Camille Monet On Her Deathbed, 1879

April 1, 2021, 10:41 a.m.

In the spirit of National Poetry Month, over the next few days Reads will be publishing five original poems, submitted by Stanford students and chosen by the Arts & Life editors. We hope you enjoy them as much as we do, and that you continue to read, write and celebrate poetry.

“You cannot know…the obsession, the joy, the torment of my days…” 

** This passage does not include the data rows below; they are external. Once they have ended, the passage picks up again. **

PR #108, opened 2018-02-28
SAM III.5 Feature Branch - GAWB-2526

gpolumbo-broad:
Notes to Reviewers:

The heart of logic for this issue is in `ManagedGroupService.scala`.  All of the methods for this class could have easily been implemented inside `ResourceService.scala`, however, for fear of bloating that class, @UrsaStutsman and I decided to implement a separate class.  

As a result, this required me to change the parameter list of `SamRoutes` constructor, and therefore the `TestSamRoutes` constructor. 

The concern here is:  **_What happens then next time we add a new "special" resource-type?_**  Today it's ManagedGroups, tomorrow Workspaces, etc.  Do we want to be in the habit of bloating the parameter list of `SamRoutes` every time we need to add a resource-type?  

For now, the `ManagedGroupService` is composed with a `ResourceService` and a Map of Resource Types (this map is passed in only because that field is marked `private` in the `ResourceService` class).  This works fine...for now.  But I think we have other options:

1.  Encapsulate the `ManagedGroupService` (and its construction) inside `ResourceService`. 
1.  Create a `ManagedGroupService` factory method in `ResourceService`
1.  Make the `ManagedGroupService` into a trait and mix it into `ResourceService` (not sure how to make this work given that `ManagedGroupService` necessarily relies on methods in `ResourceService` but it looks like there's some wizardry with `type val` that might get us what we need?)
1.  Use Implicits to "inject" the methods from `ManagedGroupService` into `ResourceService` (Admittedly, I've only done a little bit of reading on this and I may be totally off-base with this suggestion)
1.  Keep it as implemented
1.  Other ideas?

My goals are:
1.  Make the construction of `SamRoutes` as easy as possible by not requiring us to expand the parameter list on the constructor every time we add a new special subject type.
1.  Ensure that we can keep logic for managing special resource types in their own classes
1.  Implement a solution that follows team best practices and coding standards

One final question: 
1. `ResourceService.resourceTypes` is `private`.  I'm not sure why.  If we make it public (which seems harmless) then we don't need to pass it into the `ManagedGroupService` constructor. 

  * To Demo flag is set
  * Add notes on how to QA
  * Authentication
  * Authorization
  * Encryption
  * Audit trails
* Review cycle:
  * LR reviews
- [ ] **TL** sign off
- [ ] **LR** sign off


src/main/resources/swagger/api-docs.yaml
```diff
@@ -157,6 +157,66 @@ paths:
       tags:
         - Admin
 
+  /api/group/{groupName}:
+    get:
+      summary: Show details of the group
+      responses:
+        200:
+          description: Group found
```
dvoet: need the schema for a 200 response

src/main/scala/org/broadinstitute/dsde/workbench/sam/api/ManagedGroupRoutes.scala
```diff
@@ -0,0 +1,64 @@
...
+    complete (
+      managedGroupService.loadManagedGroup(ResourceId(groupId)).map {
+        case Some(response) => StatusCodes.OK -> response
+        case None => throw new WorkbenchExceptionWithErrorReport(ErrorReport(StatusCodes.NotFound, "group not found"))
+      }
+    )
+  }
+
+  private def handlePostGroup(groupId: String, userInfo: UserInfo) = {
+    complete(managedGroupService.createManagedGroup(ResourceId(groupId), userInfo).map(_ => StatusCodes.NoContent))
```
dvoet: this should return status code Created

src/main/resources/swagger/api-docs.yaml
```diff
@@ -157,6 +157,66 @@ paths:
...
+          type: string
+      operationId: getGroup
+      tags:
+        - Group
+    post:
+      summary: Create a new group
+      responses:
+        204:
+          description: Group created
+        500:
```
dvoet: should also return 409 if the group already exists

dvoet: and 400 if the group name is invalid

src/main/scala/org/broadinstitute/dsde/workbench/sam/api/ManagedGroupRoutes.scala
```diff
@@ -0,0 +1,64 @@
...
+  }
+
+  private def handleDeleteGroup(groupId: String, userInfo: UserInfo) = {
+    val resource = Resource(ManagedGroupService.ManagedGroupTypeName, ResourceId(groupId))
+    requireOneOfAction(resource, Set(SamResourceActions.delete), userInfo) {
```
dvoet: use the short cut `requireAction` instead of `requireOneOfAction`

src/main/scala/org/broadinstitute/dsde/workbench/sam/service/ManagedGroupService.scala
```diff
@@ -0,0 +1,89 @@
...
+
+/**
+  * Created by gpolumbo on 2/21/2018.
+  */
+class ManagedGroupService(resourceService: ResourceService, val resourceTypes: Map[ResourceTypeName, ResourceType]) extends LazyLogging {
+
+  def managedGroupType: ResourceType = resourceTypes.getOrElse(ManagedGroupService.ManagedGroupTypeName, throw new WorkbenchException(s"resource type ${ManagedGroupService.ManagedGroupTypeName.value} not found"))
+  def memberRole = managedGroupType.roles.find(_.roleName == ManagedGroupService.MemberRoleName).getOrElse(throw new WorkbenchException(s"${ManagedGroupService.MemberRoleName} role does not exist in $managedGroupType"))
+
+  // Important Note, see: org/broadinstitute/dsde/workbench/sam/model/SamModel.scala:90
```
dvoet: I guarantee this comment will be out of date

src/main/scala/org/broadinstitute/dsde/workbench/sam/service/ManagedGroupService.scala
```diff
@@ -0,0 +1,89 @@
...
+  def deleteManagedGroup(groupId: ResourceId) = {
+    resourceService.directoryDAO.deleteGroup(WorkbenchGroupName(groupId.value))
+    resourceService.deleteResource(Resource(managedGroupType.name, groupId))
+  }
+}
+
+object ManagedGroupService {
+  val MemberRoleName = ResourceRoleName("member")
+  val ManagedGroupTypeName = ResourceTypeName("managed-group")
+  val LocalPartRe = "^[A-z0-9_-]+$".r
```
dvoet: vals should start with lower case letter

src/main/scala/org/broadinstitute/dsde/workbench/sam/service/ManagedGroupService.scala
```diff
@@ -0,0 +1,89 @@
...
+    val errors = validateLocalPartPattern(localPart) ++ validateEmailLength(constructEmail(localPart))
+    if (errors.nonEmpty)
+      throw new WorkbenchExceptionWithErrorReport(ErrorReport(StatusCodes.BadRequest, "Cannot create valid email address from group name" , errors.toSeq))
+  }
+
+  private def validateLocalPartPattern(str: String): Option[ErrorReport] = {
+    ManagedGroupService.LocalPartRe.findFirstMatchIn(str) match {
+      case Some(_) => None
+      case None => Option(ErrorReport(s"You have specified a group name that contains characters that are not permitted in an email address. Group name may only contain alphanumeric characters, underscores, and dashes"))
+    }
```
dvoet: regexes can be used in pattern matches so this also works

```
    str match {
      case ManagedGroupService.LocalPartRe() => None
      case _ => Option(ErrorReport(s"You have specified a group name that contains characters that are not permitted in an email address. Group name may only contain alphanumeric characters, underscores, and dashes")) 
    }
```

src/main/scala/org/broadinstitute/dsde/workbench/sam/service/ManagedGroupService.scala
```diff
@@ -0,0 +1,89 @@
...
+
+  private def createAggregateGroup(resource: Resource, componentPolicies: Set[AccessPolicy]): Future[BasicWorkbenchGroup] = {
+    val email = generateManagedGroupEmail(resource.resourceId)
+    val workbenchGroupName = WorkbenchGroupName(resource.resourceId.value)
+    val groupMembers: Set[WorkbenchSubject] = componentPolicies.map(_.id)
+    resourceService.directoryDAO.createGroup(BasicWorkbenchGroup(workbenchGroupName, groupMembers, email))
+  }
+
+  private def generateManagedGroupEmail(resourceId: ResourceId): WorkbenchEmail = {
+    val localPart = resourceId.value
```
dvoet: I prefer the term groupName instead of localPart

gpolumbo-broad:
jenkins retest

src/test/scala/org/broadinstitute/dsde/workbench/sam/api/ManagedGroupRoutesSpec.scala
```diff
@@ -0,0 +1,97 @@
...
+  }
+
+  //  "POST /api/group/{groupName}" should "create a new managed group, the owner group, and the members group, and the All Group and all policies for those groups" in {
+  "POST /api/group/{groupName}" should "create a new managed group with a 204 response code" in {
+    val samRoutes = TestSamRoutes(resourceTypes)
+    assertGroupDoesNotExist(samRoutes)
+    assertCreateGroup(samRoutes)
+  }
+
+  "GET /api/group/{groupName}" should "return a flattened list of users who are in this group" in {
```
dvoet: test name is wrong

src/test/scala/org/broadinstitute/dsde/workbench/sam/api/ManagedGroupRoutesSpec.scala
```diff
@@ -0,0 +1,97 @@
...
+      status shouldEqual StatusCodes.NoContent
+      responseAs[String].isEmpty shouldEqual true
+    }
+  }
+
+  def assertGetGroup(samRoutes: TestSamRoutes, groupId: String = groupId) = {
+    Get(s"/api/group/$groupId") ~> samRoutes.route ~> check {
+      val expectedResource = Resource(ManagedGroupService.ManagedGroupTypeName, ResourceId(groupId))
+      status shouldEqual StatusCodes.OK
+      responseAs[String] should include (s"${groupId}@${samRoutes.resourceService.emailDomain}")
```
dvoet: In general, route tests should test return codes and input/output formats but not response values. The service level tests should test that output is actually as expected.

src/test/scala/org/broadinstitute/dsde/workbench/sam/service/ManagedGroupServiceSpec.scala
```diff
@@ -0,0 +1,123 @@
...
+    }
+    runAndWait(managedGroupService.loadManagedGroup(resourceId)).isDefined shouldEqual false
+  }
+
+  it should "fail when the group name has invalid characters" in {
+    val groupName = "Make It Rain!!! $$$$$"
+    intercept[WorkbenchExceptionWithErrorReport] {
+      makeGroup(groupName)
+    }
+    runAndWait(managedGroupService.loadManagedGroup(resourceId)).isDefined shouldEqual false
```
dvoet: drop .isDefined then make it  `shouldEqual None`

src/test/scala/org/broadinstitute/dsde/workbench/sam/service/ManagedGroupServiceSpec.scala
```diff
@@ -0,0 +1,123 @@
...
+  }
+
+  "ManagedGroupService get" should "return the Managed Group resource" in {
+    makeGroup()
+    runAndWait(managedGroupService.loadManagedGroup(resourceId)).isDefined shouldEqual true
```
dvoet: test that the actual value returned is what is expected:
`runAndWait(managedGroupService.loadManagedGroup(resourceId)) shouldEqual Some(....)`

src/test/scala/org/broadinstitute/dsde/workbench/sam/service/ManagedGroupServiceSpec.scala
```diff
@@ -0,0 +1,123 @@
...
+  }
+
+  // NOTE: All since we don't have a way to look up policies directly without going through a Resource, this test
```
dvoet: policies are sub contexts of resources so this is not possible give the current ldap structure

dvoet (changes requested):

src/main/scala/org/broadinstitute/dsde/workbench/sam/api/ManagedGroupRoutes.scala
```diff
@@ -0,0 +1,64 @@
+package org.broadinstitute.dsde.workbench.sam.api
+
+// package object for implicit ErrorReportSource
```
breilly2: This goes along with line 5? Guessing IntelliJ shifted things around during an auto-import.

src/main/scala/org/broadinstitute/dsde/workbench/sam/api/ManagedGroupRoutes.scala
```diff
@@ -0,0 +1,64 @@
...
+        handlePostGroup(groupId, userInfo)
+      } ~
+      delete {
+        handleDeleteGroup(groupId, userInfo)
+      }
+    }
+  }
+
+  private def handleGetGroup(groupId: String) = {
+    complete (
```
breilly2: Should we protect this so that only members, or even only owners, can read a group?

src/main/scala/org/broadinstitute/dsde/workbench/sam/service/ManagedGroupService.scala
breilly2: Also what is the significance in the context of `createManagedGroup`?

src/main/scala/org/broadinstitute/dsde/workbench/sam/api/ManagedGroupRoutes.scala
gpolumbo-broad: fixed

src/main/resources/swagger/api-docs.yaml
gpolumbo-broad: fixed

src/main/scala/org/broadinstitute/dsde/workbench/sam/api/ManagedGroupRoutes.scala
gpolumbo-broad: fixed

src/main/scala/org/broadinstitute/dsde/workbench/sam/service/ManagedGroupService.scala
gpolumbo-broad: fixed

src/main/scala/org/broadinstitute/dsde/workbench/sam/service/ManagedGroupService.scala
gpolumbo-broad: @dvoet my intention was that these should be treated like constants or `static final` values: https://docs.scala-lang.org/style/naming-conventions.html#constants-values-variable-and-methods

If you still want them changed to lowercase, happy to do so, just say so.

src/main/scala/org/broadinstitute/dsde/workbench/sam/service/ManagedGroupService.scala
gpolumbo-broad: fixed

src/main/scala/org/broadinstitute/dsde/workbench/sam/service/ManagedGroupService.scala
gpolumbo-broad: fixed

src/test/scala/org/broadinstitute/dsde/workbench/sam/api/ManagedGroupRoutesSpec.scala
gpolumbo-broad: fixed

src/test/scala/org/broadinstitute/dsde/workbench/sam/api/ManagedGroupRoutesSpec.scala
gpolumbo-broad: fixed

src/test/scala/org/broadinstitute/dsde/workbench/sam/service/ManagedGroupServiceSpec.scala
gpolumbo-broad: fixed

src/test/scala/org/broadinstitute/dsde/workbench/sam/service/ManagedGroupServiceSpec.scala
gpolumbo-broad: fixed

src/main/resources/swagger/api-docs.yaml
```diff
@@ -157,6 +157,68 @@ paths:
       tags:
         - Admin
 
+  /api/group/{groupName}:
+    get:
+      summary: Show email address of the group
+      responses:
+        200:
```
dvoet, line 182: still need a schema for 200 response

src/main/scala/org/broadinstitute/dsde/workbench/sam/service/ManagedGroupService.scala
```diff
@@ -0,0 +1,88 @@
...
+  private def validateGroupNameLength(str: String): Option[ErrorReport] = {
+    if (str.length >= maxLength)
+      Option(ErrorReport(s"Email address '$str' is ${str.length} characters in length.  Email address length must be shorter than $maxLength characters"))
+    else
+      None
+  }
+
+  // Per dvoet, when asking for a group, we will just return the group email
+  def loadManagedGroup(groupId: ResourceId): Future[Option[WorkbenchEmail]] = {
+    resourceService.directoryDAO.loadGroup(WorkbenchGroupName(groupId.value)).map(_.map(_.email))
```
dvoet: I think I would prefer this service class taking directoryDAO as a constructor parameter rather than using resourceService's (which probably should be private)

src/main/scala/org/broadinstitute/dsde/workbench/sam/service/ManagedGroupService.scala
```diff
@@ -0,0 +1,88 @@
...
+  }
+
+  def deleteManagedGroup(groupId: ResourceId) = {
+    resourceService.directoryDAO.deleteGroup(WorkbenchGroupName(groupId.value))
+    resourceService.deleteResource(Resource(managedGroupType.name, groupId))
+  }
+}
+
+object ManagedGroupService {
```
breilly2: Not sure where that other thread went, but I'll chime in and vote for initial lowercase as well. `val`s are immutable and are far more common than `var`s in scala so there isn't any need to call special attention to these. My brain is already rewired to read the initial uppercase as a type name rather than a val name.

src/test/scala/org/broadinstitute/dsde/workbench/sam/api/ManagedGroupRoutesSpec.scala
```diff
@@ -0,0 +1,115 @@
...
+import akka.http.scaladsl.model.headers.OAuth2BearerToken
+import akka.http.scaladsl.testkit.ScalatestRouteTest
+import org.broadinstitute.dsde.workbench.model.{UserInfo, WorkbenchEmail, WorkbenchUserId}
+import org.broadinstitute.dsde.workbench.sam.{TestSupport, model}
+import org.broadinstitute.dsde.workbench.sam.model._
+import org.broadinstitute.dsde.workbench.sam.service.ManagedGroupService
+import org.scalatest.{BeforeAndAfter, FlatSpec, GivenWhenThen, Matchers}
+
+/**
+  * Created by dvoet on 6/7/17.
```
breilly2: Who created this?

dvoet:
@gpolumbo-broad regarding your design question - I like the ideas behind dependency injection: a component should be told its dependencies, it shouldn't know where to find them. We do that through our constructors. There are certainly other approaches we can use but this is the simplest. I will say bad words about implicits though.

If it is becoming too unwieldy we have created a "Application" object in the past that contains all of our service classes and just pass that around once.

src/test/scala/org/broadinstitute/dsde/workbench/sam/api/ManagedGroupRoutesSpec.scala
```diff
@@ -0,0 +1,115 @@
...
+  private val memberPolicyName = AccessPolicyName(ManagedGroupService.MemberRoleName.value)
+  private val accessPolicyNames = Set(ownerPolicyName, memberPolicyName)
+  private val policyActions: Set[ResourceAction] = accessPolicyNames.flatMap(policyName => Set(SamResourceActions.sharePolicy(policyName), SamResourceActions.readPolicy(policyName)))
+  private val resourceActions = Set(ResourceAction("delete")) union policyActions
+  private val resourceActionPatterns = resourceActions.map(action => ResourceActionPattern(action.value))
+  private val defaultOwnerRole = ResourceRole(ownerRoleName, resourceActions)
+  private val defaultRoles = Set(defaultOwnerRole, ResourceRole(ManagedGroupService.MemberRoleName, Set.empty))
+  private val managedGroupResourceType = ResourceType(ManagedGroupService.ManagedGroupTypeName, resourceActionPatterns, defaultRoles, ownerRoleName)
+  private val resourceTypes = Map(managedGroupResourceType.name -> managedGroupResourceType)
+  private val groupId = "foo"
```
breilly2: I'm usually in favor of inlining these in the tests. Extracting common values implies that usages are somehow linked, that a change in one place necessitates a change in every other place. Since these are used across (independent) tests, this kind of link/interdependency is the opposite of what we want.

To put it another way, a change to the value here should require review of every test that uses it to make sure that the behavior being tested hasn't changed. While slightly more verbose, repeating the instantiation of the value forces that. (Sure, someone could search/replace but the PR would still explicitly declare that it is being changed for multiple test cases and enumerates exactly which test cases are affected.)

In contrast, `ownerRoleName` here is fine because it is a single unique fact about the component being tested rather than data for a test case. There might be some gray area in the values between `ownerRoleName` and `groupId`... I haven't fully analyzed them all... but we can chat in person if you have questions or counter arguments.

breilly2 (changes requested):
Just a few things. I might have a little more feedback but some of what's in this review are the more important points and I didn't want to further delay those suggestions. Let me know if you have questions.

src/main/resources/swagger/api-docs.yaml
gpolumbo-broad: fixed

src/main/scala/org/broadinstitute/dsde/workbench/sam/service/ManagedGroupService.scala
gpolumbo-broad: Checked with @dvoet and going to make all the values passed to the `ResourceService` constructor private, and will update the `ManagedGroupService` constructor to take all of the required components as parameters in the constructor.

gpolumbo-broad: fixed

src/main/scala/org/broadinstitute/dsde/workbench/sam/api/ManagedGroupRoutes.scala
gpolumbo-broad: @breilly2 excellent question.  @dvoet and I talked about this a bit and my understanding was that the decision for now was to leave it as is since we aren't really revealing any information and somebody could "guess" if a group exists simply by trying to POST groups with names they're looking for.

src/main/scala/org/broadinstitute/dsde/workbench/sam/service/ManagedGroupService.scala
gpolumbo-broad: fixed

src/test/scala/org/broadinstitute/dsde/workbench/sam/api/ManagedGroupRoutesSpec.scala
gpolumbo-broad: fixed

src/test/scala/org/broadinstitute/dsde/workbench/sam/api/ManagedGroupRoutesSpec.scala
gpolumbo-broad: @breilly2 I totally understand where you're coming from and I think it's definitely a tradeoff.  You'll see in some of the tests, I am creating some new instances of the objects I need, whereas in most of the tests, the defaults are just fine.  

That said, the spec files I wrote are now oddballs that do not conform to the coding conventions you've been using.  If the team would prefer that I rewrite these tests in that explicit style, I am happy to do so.

dvoet (approved):

gpolumbo-broad:
jenkins retest

src/main/scala/org/broadinstitute/dsde/workbench/sam/service/ManagedGroupService.scala
```diff
@@ -5,24 +5,26 @@ import com.typesafe.scalalogging.LazyLogging
...
+import org.broadinstitute.dsde.workbench.sam.openam.AccessPolicyDAO
 
 import scala.concurrent.Future
 import scala.concurrent.ExecutionContext.Implicits.global
 
 /**
   * Created by gpolumbo on 2/21/2018.
   */
-class ManagedGroupService(resourceService: ResourceService, val resourceTypes: Map[ResourceTypeName, ResourceType]) extends LazyLogging {
+//(private val resourceTypes: Map[ResourceTypeName, ResourceType], private val accessPolicyDAO: AccessPolicyDAO, private val directoryDAO: DirectoryDAO, private val cloudExtensions: CloudExtensions, private val emailDomain: String)
```
breilly2: Nit: removed commented out code

src/main/scala/org/broadinstitute/dsde/workbench/sam/service/ManagedGroupService.scala
```diff
@@ -37,53 +39,53 @@ class ManagedGroupService(resourceService: ResourceService, val resourceTypes: M
...
+    s"${groupName}@${emailDomain}"
   }
 
-  private def validateEmail(localPart: String) = {
-    val errors = validateLocalPartPattern(localPart) ++ validateEmailLength(constructEmail(localPart))
+  private def validateGroupName(groupName: String) = {
+    val errors = validateGroupNamePattern(groupName) ++ validateGroupNameLength(constructEmail(groupName))
     if (errors.nonEmpty)
-      throw new WorkbenchExceptionWithErrorReport(ErrorReport(StatusCodes.BadRequest, "Cannot create valid email address from group name" , errors.toSeq))
+      throw new WorkbenchExceptionWithErrorReport(ErrorReport(StatusCodes.BadRequest, "Cannot create valid email address with the group name provided" , errors.toSeq))
```
breilly2: Minor improvement: include the group name in the error message.

breilly2 (approved):
Minor nits then 👍

src/main/scala/org/broadinstitute/dsde/workbench/sam/service/ManagedGroupService.scala
gpolumbo-broad: fixed

src/main/scala/org/broadinstitute/dsde/workbench/sam/service/ManagedGroupService.scala
gpolumbo-broad: fixed.

gpolumbo-broad:
For GAWB-3260, aside from the intended change, please also note the change to `ManagedGroupService.deleteManagedGroup()`.  I believe that this is the more appropriate implementation.

@dvoet - I have read the CONTRIBUTING.md, and I don't think there's anything additional that I need to do, but I'd appreciate your confirmation.

src/main/scala/org/broadinstitute/dsde/workbench/sam/directory/JndiDirectoryDAO.scala
```diff
@@ -54,10 +54,23 @@ class JndiDirectoryDAO(protected val directoryConfig: DirectoryConfig)(implicit
     }
   }
 
+  // Forcibly delete a group regardless of its membership
+  // If you want to verify that the group is not a member of any other group prior to deletion, use safeDeleteGroup
   override def deleteGroup(groupName: WorkbenchGroupName): Future[Unit] = withContext { ctx =>
```
breilly2: Instead of `safeDeleteGroup`/`deleteGroup`, I'd prefer `deleteGroup`/`forceDeleteGroup`, making "safe" the default behavior. That would make it harder to accidentally discover and call the wrong function when working with a `DirectoryDAO`. I haven't looked at remaining callers of the current `deleteGroup` to know if that would make that code read funny. Thoughts?

gpolumbo-broad: Agreed that this would make more sense.  I contemplated just having the single `deleteGroup` method and rewriting it to always be "safe", but was concerned about breaking code that I might not understand.  Now that I look at it though, up until this PR, the only code calling `DirectoryDAO.deleteGroup()` has been tests.  

Therefore, since this is the first and only production use case for deleting a group so far, I would suggest we just have the one method for `deleteGroup` that does it in the "safe" way, and if we need a "force" version later, we can implement it then. 

I am going to make this change now, which may take a little bit of time to make sure all the tests stay green.

gpolumbo-broad: Fixed

breilly2 (approved):
👍

gpolumbo-broad:
jenkins retest

src/main/scala/org/broadinstitute/dsde/workbench/sam/directory/JndiDirectoryDAO.scala
```diff
@@ -54,8 +54,13 @@ class JndiDirectoryDAO(protected val directoryConfig: DirectoryConfig)(implicit
     }
   }
 
-  override def deleteGroup(groupName: WorkbenchGroupName): Future[Unit] = withContext { ctx =>
-    ctx.unbind(groupDn(groupName))
+  override def deleteGroup(groupName: WorkbenchGroupName): Future[Unit] = {
+    listAncestorGroups(groupName).flatMap { ancestors =>
+      if (ancestors.nonEmpty)
```
dvoet: style nit - please always use curly braces, even for 1 line if statements. It makes it easier to read and maintain

src/main/scala/org/broadinstitute/dsde/workbench/sam/directory/JndiDirectoryDAO.scala
```diff
@@ -54,8 +54,13 @@ class JndiDirectoryDAO(protected val directoryConfig: DirectoryConfig)(implicit
...
+        throw new WorkbenchExceptionWithErrorReport(ErrorReport(StatusCodes.Conflict, s"group ${groupName.value} cannot be deleted because it is a member of at least 1 other group"))
```
dvoet: I don't think it is functionally different but you probably want to return Future.failed instead of throwing the exception.

gpolumbo-broad: Cool, good to know.  FWIW:  https://stackoverflow.com/questions/31194138/difference-between-returning-future-failedexception-and-throwing-an-exception

breilly2: The discussion on the answer is pretty interesting, in particular https://stackoverflow.com/questions/31194138/difference-between-returning-future-failedexception-and-throwing-an-exception#comment50481668_31195611

gpolumbo-broad:
Merged GAWB-2529 (PR: https://github.com/broadinstitute/sam/pull/116) into this branch

MatthewBemis:
:+1: on the group sync stuff

src/main/scala/org/broadinstitute/dsde/workbench/sam/google/GoogleExtensionRoutes.scala
```diff
@@ -98,30 +98,41 @@ trait GoogleExtensionRoutes extends ExtensionRoutes with UserInfoDirectives with
...
+                  googleExtensions.getSynchronizedDate(resourceAndPolicyName).map {
+                    case Some(date) => StatusCodes.OK -> Option(GroupSyncResponse(date.toString))
+                    case None => StatusCodes.NoContent -> None
                   }
                 }
               }
             }
           }
+        } ~
+        path("group" / Segment / "sync") { groupName =>
```
dvoet: I thought we decided not to make this end point but to automatically sync the group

She looks so pretty laying there, 
belonging to these white walls 
for tourists to see & forget. 

Here, the art is the act of fleeing 
& how flight becomes funeral, 
according to the tour guide. 

The scene is only replica 
of a body rising as the frame 
collapses into a tombstone & then 

into preservation. Light sheds 
itself into spider webs invading 
the birth of loss. Flowers press 

into her chest until the petals 
carve themselves into a casket. 
Her skeleton stained with the absence 

of scintilla. Did she love the same way 
an impressionist loved? Leaving 
everything in the shifting 

of moments into memories longing 
to grow old until the sky slips 
into dew until the soft shades 

of lavender are burning until 
the self is the horizon howling 
in the background & the face 

is merely an afterthought. 
Here, the art is an act of self-help, 
growing into hunger & then into permanence.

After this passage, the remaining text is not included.